I was so completely overwhelmed. All the IV's , the pumps, monitors and ventilators.
I ended my day knowing that I thrived on crisis. The ICU was my home.
I spent more time with that man who taught me what my vocation was. I was as happy as he was the day of his discharge I think. To see someone at the brink of death pulled back by sheer teamwork, that awesome engine at work.
A six week rotation seems very short in theory but in practice it is more than enough time to teach you what you will love and what you will never,ever want to do.



I had a good laugh reading the New York Times today:
Hospitals short on Ventilators if Bird Flu hits by Donald G McNeil Jr.

Gosh didn't I just write about that a few weeks ago?
There is no way we will have enough ventilators for a quarter of the patients. We don't have enough vents for the patients we already have. I agree with using CPAP and temporary vents. They are cheap and do the job. I really wish the media could stop the panic crap. How about figuring out ways to be ready for when the shit hits instead of whining about what we don't have?
I wish we had more ways to force action instead of so much talking and meeting and holding hearings and blah blah.

We were bored at work the other day and we were talking about how the media and the public hold two completely contrary views of nurses. In movies and television we are usually whores. We sleep with every doctor in the hospital happily passing on gonorrhea or worse mental angst and inability to commit. Please, if Goran wants to marry you and have little Goran babies you would have to be a nutcase to refuse. Then the next exnurse/new doc walks up to bat and gets knocked up. Movies always describe the nurse as hot and visitors ask patients if the nurse" gave them a bath yet" and did they get off. It's bizarre because in the next breath nurses are described as saints full of endless care and compassion. We are given shiny halos.
We were laughing because some of the descriptions are true. Just like in any profession we have nurses who have sex with doctors..lot's of obvious, irritating sex and we have nurses that would not be amiss in a nuns outfit.
The other irritation is nurses all want to be doctors. No we don't. Most nurses love the fact that when their shift is done they can go home. No one calls you at home at three am either. Nurses love the fact that they get to have a real relationship with their patient. Doctors have so many patients it's a wonder they can remember any of them.

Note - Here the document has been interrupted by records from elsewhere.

PR #217, opened 2016-03-02
extract compiler warnings for devel/pr jobs

dirk-thomas:
See http://build.ros.org/view/Ipr/ and http://build.ros.org/job/Ipr__ros_comm__ubuntu_trusty_amd64/65/warnings17Result/


tfoote:
I see it on the pr jobs, is it just not on the devel jobs pending reconfigure with this chage merged?

dirk-thomas:
I manually update the view and job and based on that created this PR. After this is merged and reconfigure ran all devel and PR views and jobs will have that feature.

tfoote:
+1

Nurses are just like the rest of the world..kinda slutty sometimes, kinda saintly other times.

There is a weird thing that happens in hospitals sometimes that I have never quite figured out how to deal with. Sometimes you will walk in and a patient will be masturbating or their wife or girlfriend will be offering" aid". I understand that people don't lose their sexuality just because they become patients but part of me always says "holy shit" and I am embarrassed. I become all weirdly conservative and pissy. I wish I could just stop being so priggish and leave them be instead of going all nurse and behaving like my patient is being assaulted by a stranger. When they are masturbating alone I feel creeped out.. I know they are as embarrassed as I am but I feel judgmental like Dear Abby " all there is a time and a place for that" but what better time and place? You feel sick, you have pain wouldn't an orgasm be a good thing? Endorphins release and you feel happier painfree..maybe we should encourage masturbation..give a prescription....

Why are we such prudes about the whole thing?

As nurses we have seen a million penises, peni? vaginas, we understand all about sex and needs and how beneficial a healthy sexual relationship can be..I need to stop being so weird and think about how happy it makes my patients and happy patients are easy to care for..that makes my job easier..right?